_THE TASK_. Search the data for the string "been", and report each line where it is found.
───── DATA FOR PROCESSING
PR #1862, opened 2023-06-02
TFS create_extent(): fix assignment of file range

francescolavra:
When a request to create an extent of a certain size cannot be fulfilled due to missing free contiguous storage space, and the extent is created with a smaller size than requested, the existing code is assigning the originally requested file range (instead of the range actually allocated) to the extent being created, which leads to filesystem corruption.
Regression introduced in commit 65434ad7 (#1765).


sanderssj (approved):
LGTM

PR #1863, opened 2023-06-02
HyperV netvsc_m_append(): fix setup of pbuf length

francescolavra:
The maximum payload length for a struct pbuf allocated when receiving a packet in the netvsc driver is given by the `rxbuflen` field of the hn_softc_t struct, without adding sizeof(struct xpbuf).


sanderssj (approved):
LGTM

PR #1865, opened 2023-06-07
netlink RTM_GETADDR: add support for AF_INET6 and AF_UNSPEC

wjhun:
This adds netlink support for reporting IPv6 interface addresses via the RTM_GETADDR request. It also handles the AF_UNSPEC address family by reporting both IPv4 and IPv6 addresses.


test/runtime/netlink.c
```diff
@@ -287,16 +287,19 @@ static void test_getaddr(void)
...
-
+    const int afs[3] = { AF_INET, AF_INET6, AF_UNSPEC };
+    for (int i = 0; i < 3; i++) {
+        req.msg.rtgen_family = afs[i];
+        memcpy(iov.iov_base, &req, sizeof(req));
+        iov.iov_len = sizeof(req);
+        ret = sendmsg(fd, &msg, 0);
+        test_assert(ret == sizeof(req));
+        iov.iov_len = sizeof(buf);
+        recv_resp(fd, &msg, sizeof(struct ifaddrmsg), RTM_NEWADDR, NLM_F_MULTI);
```
francescolavra, line 298: This makes the test fail when run on Linux, with "Error: ret >= NLMSG_LENGTH(len) -- failed at /usr/src/nanos/test/runtime/netlink.c:68".
Specifically, for multipart messages such as the response to this RTM_GETADDR request there is no guarantee that all chunks are received in a single recvmsg() call: in my Linux box, the NLMSG_DONE chunk is not included in the data received by the first recvmsg() call, and is returned in the following call, which makes the test fail at the second iteration of the for() loop.
One way to get around this issue would be to use different netlink sockets to make different requests.

wjhun: Ok. I changed the loop to open and close a netlink socket for each request. The test now passes under Linux.

francescolavra (commented):
LGTM

PR #1868, opened 2023-06-09
Sockets/eventfd: fix memory leaks

francescolavra:
This change set fixes memory leaks occurring when some types of file descriptors (network and Unix domain sockets and eventfd) are closed and when network packets are sent on a TCP socket.
New macros have been defined to allow attaching different functions to different instantiations of a closure, and some heap-allocated closures have been converted to closures (declared is in unix_internal.h but instantiated with file descriptor-specific functions) embedded in other structs.


francescolavra:
In the last commit, added a missing deallocation of struct udp_entry in socket_close().

PR #1873, opened 2023-06-14
Real-time clock: add support for running without an RTC peripheral

### LINKED ISSUE #1869: Firecracker incorrect clock
I'm not sure how to debug this, there aren't many docs about firecracker usage, but the clock is very wrong when using firecracker.

It appears to be stuck on Aug 16th 2021, on boot. I can't figure out why exactly. Firecracker supports KVM clock (pv), but I don't know if nanos is detecting it.

```
❯ ops profile
Ops version: 0.1.37
Nanos version: 0.0
Qemu version: 8.0.0
Arch: linux
Virtualized: false
```

```
❯ firecracker --version
Firecracker v0.24.6
```

Using the C program defined here: https://github.com/nanovms/nanos/issues/357#issuecomment-464216122

I get:

```
❯ ops build hello -c ops.json --ip-address 10.0.2.2 --type firecracker && sudo rm /tmp/firecracker.socket; sudo firecracker --config-file fc.json --api-sock /tmp/firecracker.socket
 100% |████████████████████████████████████████|         
Bootable image file:/home/jerome/.ops/images/hello
warning: ACPI MADT not found, default to 1 processor
en1: assigned 10.0.2.2
Boot time   = Mon Aug 16 00:00:00 2021

Monotonic Time  = Thu Jan  1 00:00:00 1970
Current (boot)  = 1629072000
Current (mono)  = 0
Current time    = Mon Aug 16 00:00:00 2021
Real Time       = Mon Aug 16 00:00:00 2021

en1: assigned FE80::A8FC:FF:FE00:1
Monotonic Time  = Thu Jan  1 00:00:02 1970
Current (boot)  = 1629072000
Current (mono)  = 2
Current time    = Mon Aug 16 00:00:02 2021
Real Time       = Mon Aug 16 00:00:02 2021

Monotonic Time  = Thu Jan  1 00:00:04 1970
Current (boot)  = 1629072000
Current (mono)  = 4
Current time    = Mon Aug 16 00:00:04 2021
Real Time       = Mon Aug 16 00:00:04 2021

Monotonic Time  = Thu Jan  1 00:00:06 1970
Current (boot)  = 1629072000
Current (mono)  = 6
Current time    = Mon Aug 16 00:00:06 2021
Real Time       = Mon Aug 16 00:00:06 2021
```

<details>
<summary>fc.json</summary>

```json
{
    "boot-source": {
      "kernel_image_path": "/home/jerome/.ops/0.1.43/kernel.img",
      "boot_args": "console=ttyS0 reboot=k panic=1 pci=off random.trust_cpu=on"
    },
    "drives": [
      {
        "drive_id": "rootfs",
        "path_on_host": "/home/jerome/.ops/images/hello",
        "is_root_device": true,
        "is_read_only": false
      }
    ],
    "network-interfaces": [
      {
        "iface_id": "eth0",
        "guest_mac": "AA:FC:00:00:00:01",
        "host_dev_name": "tap0"
      }
    ],
    "machine-config": {
      "vcpu_count": 1,
      "mem_size_mib": 512,
      "ht_enabled": false
    },
    "logger": {
        "log_path": "logs.fifo",
        "level": "info"
      }
  }
```
</details>

<details>
<summary>ops.json</summary>

```json
{
    "Env": {
      "PORT": "8080"
    },
    "Klibs": ["ntp.dbg"],
    "ManifestPassthrough": {
      "ntp_servers": ["0.us.pool.ntp.org:123"],
      "ntp_poll_min": "4",
      "ntp_poll_max": "6"
    }
  }
```
</details>

I'm only trying the `ntp` klib as an attempt to fix it, but that doesn't help either.

A few questions:
- Is there a way to debug this in a firecracker environment? I couldn't get any of the debugging examples to work for me in there.
- What is the list of supported `boot_args` for the kernel?

francescolavra:
Nanos can run on platforms where the RTC peripheral is read-only (e.g. riscv-virt), is not initialized with the system time from the host (e.g. cloud-hypervisor), or is not available at all (e.g. AWS Firecracker). This change set allows the system time to be retrieved during boot from an alternative source (e.g. the wall clock time made available by the paravirtualized clock), and allows changing the system time even when the RTC peripheral is unavailable (in this case, the time update will not persist across a VM reset).
The register_platform_clock_now() function now takes an additional parameter with the value of the offset between the system time and the monotonic time: if such offset is available (i.e. non-zero), it is used to initialize the rtc_offset field of the VDSO structure, otherwise the kernel falls back to trying to derive the offset from the RTC time. On platforms with the pvclock peripheral, the RTC offset is available via the wall clock time.
The x86 RTC driver is being amended to be able to handle cases where the RTC is not available: in these cases, rtc_gettimeofday() returns 0, and rtc_settimeofday() is a no-op.

Closes #1869

### DIFF
--- a/src/kernel/pvclock.c
+++ b/src/kernel/pvclock.c
@@ -5,6 +5,19 @@
 BSS_RO_AFTER_INIT static heap pvclock_heap;
 BSS_RO_AFTER_INIT static volatile struct pvclock_vcpu_time_info *vclock;
 
+static timestamp pvclock_get_rtc_offset(volatile struct pvclock_wall_clock *wc)
+{
+    u32 version;
+    timestamp rtc_offset;
+    do {
+        version = wc->version & ~1;
+        read_barrier();
+        rtc_offset = seconds(wc->sec) + nanoseconds(wc->nsec);
+        read_barrier();
+    } while (version != wc->version);
+    return rtc_offset;
+}
+
 u64 pvclock_now_ns(void)
 {
     return vdso_pvclock_now_ns(vclock);
@@ -15,12 +28,13 @@ closure_function(0, 0, timestamp, pvclock_now)
     return nanoseconds(pvclock_now_ns());
 }
 
-void init_pvclock(heap h, struct pvclock_vcpu_time_info *vti)
+void init_pvclock(heap h, struct pvclock_vcpu_time_info *vti, struct pvclock_wall_clock *wc)
 {
     assert(vti);
     vclock = vti;
     pvclock_heap = h;
-    register_platform_clock_now(closure(h, pvclock_now), VDSO_CLOCK_PVCLOCK);
+    register_platform_clock_now(closure(h, pvclock_now), VDSO_CLOCK_PVCLOCK,
+                                pvclock_get_rtc_offset(wc));
 }
 
 physical pvclock_get_physaddr(void)
--- a/src/x86_64/rtc.c
+++ b/src/x86_64/rtc.c
@@ -15,6 +15,8 @@
 #define RTC_YEAR 0x09
 #define RTC_STATUS_A 0x0a
 #define RTC_UIP (1 << 7)
+#define RTC_STATUS_D 0x0d
+#define RTC_RAM_POWER   (1 << 7)
 
 static unsigned int bcd2bin(unsigned int bcd) {
     return ((bcd >> 4) & 0x0f) * 10 + (bcd & 0x0f);
@@ -36,6 +38,8 @@ static void rtc_write(u8 reg, u8 val) {
 }
 
 u64 rtc_gettimeofday(void) {
+    if (rtc_read(RTC_STATUS_D) != RTC_RAM_POWER)    /* RTC not available */
+        return 0;
     while (rtc_read(RTC_STATUS_A) & RTC_UIP) {
         continue;
     }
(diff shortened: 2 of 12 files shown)


rinor:
tested on both firecracker/cloud-hypervisor and works as expected. Thank you.

src/kernel/pvclock.c
```diff
@@ -5,6 +5,19 @@
 BSS_RO_AFTER_INIT static heap pvclock_heap;
 BSS_RO_AFTER_INIT static volatile struct pvclock_vcpu_time_info *vclock;
 
+static timestamp pvclock_get_rtc_offset(struct pvclock_wall_clock *wc)
```
wjhun, line 8: Maybe it doesn't matter because of the read_barriers acting as compiler barriers, but it seems that the struct at wc should be treated as volatile.

wjhun (approved):
LGTM

src/x86_64/rtc.c
```diff
@@ -49,14 +53,17 @@ u64 rtc_gettimeofday(void) {
...
 
 void rtc_settimeofday(u64 seconds) {
+    u64 rtc_seconds = rtc_gettimeofday();
+    if (!rtc_seconds)   /* RTC not available */
+        return;
+
     /* Fix any possible inconsistencies due to RTC register concurrent updates by looping until the
      * timestamp read from the RTC equals the timestamp being written. */
-    while (rtc_gettimeofday() != seconds) {
+    while (rtc_seconds != seconds) {
```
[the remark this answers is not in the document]
francescolavra: OK, I added a limit on the number of retries.

src/kernel/pvclock.c
francescolavra: OK, changed the parameter of this function to `volatile struct pvclock_wall_clock *wc`

PR #1878, opened 2023-06-16
RTM_GETADDR: report multiple ipv6 addresses

wjhun:
This changes the behavior of nl_rtm_getaddr6() to iterate through all IPv6 addresses on an interface and enqueue an RTM_NEWADDR entry for each valid one.


francescolavra (commented):
LGTM

PR #142, opened 2014-11-06
Add upsert support to `Model.save`, `Document.save`, and `Document.saveAll`

mstade:
This adds a second (optional) parameter to `Model.save`, `Document.save`,
and `Document.saveAll`; which allows you to specify how conflicts should be
handled when inserting documents.

When `options.conflict` is set to either `update` or `replace`, documents
will be updated or replaced when inserted if they already exist in the
database. If the value is set to anything else it will revert to `error`.

The default conflict resolution is `error`, which is in line with how it
worked before since that's what RethinkDB defaults to.

### DIFF
--- a/lib/document.js
+++ b/lib/document.js
@@ -747,26 +747,32 @@ Document.prototype.__validate = function(doc, schema, prefix, options, originalD
     }
 }
 
-Document.prototype.save = function(callback) {
+Document.prototype.save = function(options, callback) {
     var self = this;
 
-    return self._save({}, false, {}, callback);
+    if (typeof options === 'function') {
+        callback = options;
+        options = { conflict: 'error' };
+    }
+
+    return self._save({}, false, {}, options, callback);
 }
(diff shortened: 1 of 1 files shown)


neumino:
Err I'm really sorry, I missed this pull request -_-

I'll add options for `Model.save` but I'm a bit more worried about `Document.save` because of the joined documents. I'll try to merge this, but since I've refactored `Document.save`, this seems hard.

Again, really sorry @mstade for missing your pull request :/

xpepermint:
+1

mstade:
@neumino Don't worry about it buddy, it's easily done in all the noise! Since publishing this PR I've moved on to other things and am no longer actively using either RethinkDB and thus not thinky either. At the time, missing upsert was a big deal(tm) and a pretty big gotcha. Whether this is still true with current versions of thinky I wouldn't know, so you may want to consider just closing this PR or creating a new issue to deal with this for more the up-to-date code base.

Finally – thanks for your great efforts to bring better tools to the developer community!

PR #171, opened 2015-01-16
Do not validate reql terms in partial update

simonratner:
Match behaviour of array and object fields to other types.


neumino:
Looks good to me.
Thanks @simonratner!

PR #173, opened 2015-01-21
Fix purge on models referenced by a hasMany join

simonratner:
Seems to have been broken by the hook refactor in aa748ff4e00101859847c23e4ccfa74b4e60ddbe.


neumino:
Arg sorry, I missed the PR in my mails. Looks good to me. Thanks again @simonratner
──────────
_EXERCISE ANSWER_.
New macros have been defined to allow attaching different functions to different instantiations of a closure, and some heap-allocated closures have been converted to closures (declared is in unix_internal.h but instantiated with file descriptor-specific functions) embedded in other structs.
Seems to have been broken by the hook refactor in aa748ff4e00101859847c23e4ccfa74b4e60ddbe.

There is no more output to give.